§ What to do:
Write out the line that contains "Sorry @vincentDcmps. I" and every line after it through the end of the entries, exactly as given and with no other lines.

- - - -

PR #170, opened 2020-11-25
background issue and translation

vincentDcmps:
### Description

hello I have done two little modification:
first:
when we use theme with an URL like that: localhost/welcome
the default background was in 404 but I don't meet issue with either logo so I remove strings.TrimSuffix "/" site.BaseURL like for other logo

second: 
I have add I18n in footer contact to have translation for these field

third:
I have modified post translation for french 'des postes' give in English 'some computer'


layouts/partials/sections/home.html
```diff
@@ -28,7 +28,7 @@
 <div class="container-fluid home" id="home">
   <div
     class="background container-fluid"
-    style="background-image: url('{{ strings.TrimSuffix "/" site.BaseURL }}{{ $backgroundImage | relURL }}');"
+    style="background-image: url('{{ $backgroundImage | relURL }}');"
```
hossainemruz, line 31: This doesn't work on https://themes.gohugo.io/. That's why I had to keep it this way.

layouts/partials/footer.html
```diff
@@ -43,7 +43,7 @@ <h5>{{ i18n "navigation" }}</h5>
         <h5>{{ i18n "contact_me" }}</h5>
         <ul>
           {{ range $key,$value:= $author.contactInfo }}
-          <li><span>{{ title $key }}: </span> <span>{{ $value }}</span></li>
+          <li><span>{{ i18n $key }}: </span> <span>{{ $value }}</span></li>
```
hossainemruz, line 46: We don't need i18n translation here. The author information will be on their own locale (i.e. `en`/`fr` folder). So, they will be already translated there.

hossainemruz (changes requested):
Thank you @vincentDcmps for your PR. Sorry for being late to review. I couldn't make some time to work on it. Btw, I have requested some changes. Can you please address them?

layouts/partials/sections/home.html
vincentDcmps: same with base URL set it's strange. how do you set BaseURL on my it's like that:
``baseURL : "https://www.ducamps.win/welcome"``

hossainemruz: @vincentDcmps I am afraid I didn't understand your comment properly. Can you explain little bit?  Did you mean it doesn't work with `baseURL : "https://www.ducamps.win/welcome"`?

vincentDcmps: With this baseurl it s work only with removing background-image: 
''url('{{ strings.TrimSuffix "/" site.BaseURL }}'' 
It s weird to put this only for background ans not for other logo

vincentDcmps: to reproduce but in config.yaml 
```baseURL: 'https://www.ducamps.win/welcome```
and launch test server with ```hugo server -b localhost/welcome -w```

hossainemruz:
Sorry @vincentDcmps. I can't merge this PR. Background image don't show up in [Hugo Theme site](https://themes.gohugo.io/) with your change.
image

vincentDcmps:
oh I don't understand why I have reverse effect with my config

- - - -

§ Problem solution:
Sorry @vincentDcmps. I can't merge this PR. Background image don't show up in [Hugo Theme site](https://themes.gohugo.io/) with your change.
image

vincentDcmps:
oh I don't understand why I have reverse effect with my config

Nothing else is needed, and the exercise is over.